### DATA TO USE
PR #1441, opened 2026-02-04
Added GetFiltersNames to SolanaService

silaslenihan:
### Requires
- https://github.com/smartcontractkit/chainlink-common/pull/1801
### Supports
- https://github.com/smartcontractkit/capabilities/pull/337
- https://github.com/smartcontractkit/chainlink/pull/20856


pkg/solana/logpoller/filters.go
```diff
@@ -451,6 +451,22 @@ func (fl *filters) GetFiltersToBackfill() []types.Filter {
 	return result
 }
 
+// GetFilters returns a copy of all currently registered filters, keyed by filter name.
+// Returns an empty map if filters have not been loaded yet.
+func (fl *filters) GetFilters() map[string]types.Filter {
+	if !fl.loadedFilters.Load() {
+		return make(map[string]types.Filter)
```
dhaidashenko: It's not safe to return an empty map if filters are not loaded, as it could lead the caller of GetFilters to act on an empty map, assuming the DB is empty. However, the map is empty because no one called load. 
We should load filters and return an error if we fail

yashnevatia (approved):

yashnevatia (dismissed):
CI Failed and I pressed approved by mistake.
Requesting changes to remove my approval.
Can approve once fixed CI.

Unheilbar (approved):

PR #1465, opened 2026-02-24
Fix LogPoller reprocessing entire block range on partial failure

Krish-vemula:
### Description

Fixes excessive getBlock RPC calls caused by the LogPoller reprocessing already-succeeded blocks when a failure occurs partway through a block range. Previously, lastProcessedSlot was only updated after the entire range completed successfully any error (DB timeout, decoding failure, rate limiting) would cause the next tick to re-fetch and re-process every block from the start of the range. Now lastProcessedSlot advances incrementally after each successfully processed batch, so retries resume from where processing left off.


pkg/solana/logpoller/log_poller.go
```diff
@@ -434,6 +434,13 @@ consumedAllBlocks:
 			if err != nil {
 				return fmt.Errorf("error processing blocks: %w", err)
 			}
+
+			// nolint:gosec
+			// G115: integer overflow conversion uint64 -> int64
+			highestInBatch := int64(batch[len(batch)-1].SlotNumber)
```
amit-momin, line 447: Is there a similar risk doing the update here if the batch has some issues/slowness then the `lastProcessedSlot` update doesn't happen quick enough before a new batch is triggered? Should we go one level deeper and update this after each block process in `processBlocksImpl`?

pkg/solana/logpoller/log_poller.go
amit-momin, line 523: With the new `lastProcessedSlot` update logic, should we remove this from here?

pkg/solana/logpoller/log_poller.go
Krish-vemula: No timing/concurrency risk here i believe - `GoTick` runs `run()` synchronously, so the next tick won't fire until the current one returns. Batches are consumed sequentially in the same goroutine.

Block-level granularity inside `processBlocksImpl` would save slightly more progress (e.g. if block 14 of [11-15] fails, cursor would be at 13 instead of pre-batch). But I'd keep it at batch-level because:

1. `processBlocks` is a swappable function pointer (`NewWithCustomProcessor`) - putting cursor updates inside `processBlocksImpl` wouldn't benefit custom processors
2. Batch size is capped at 16 (`blocksChBuffer`), so worst case we re-process 15 blocks vs the original problem of re-processing entire ranges of thousands

pkg/solana/logpoller/log_poller.go
michelemin: +1

amit-momin (approved):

### EXERCISE OBJECTIVE
Copy each line of the records that has "approved" in it.

### ANSWER SECTION
yashnevatia (approved):
CI Failed and I pressed approved by mistake.
Unheilbar (approved):
amit-momin (approved):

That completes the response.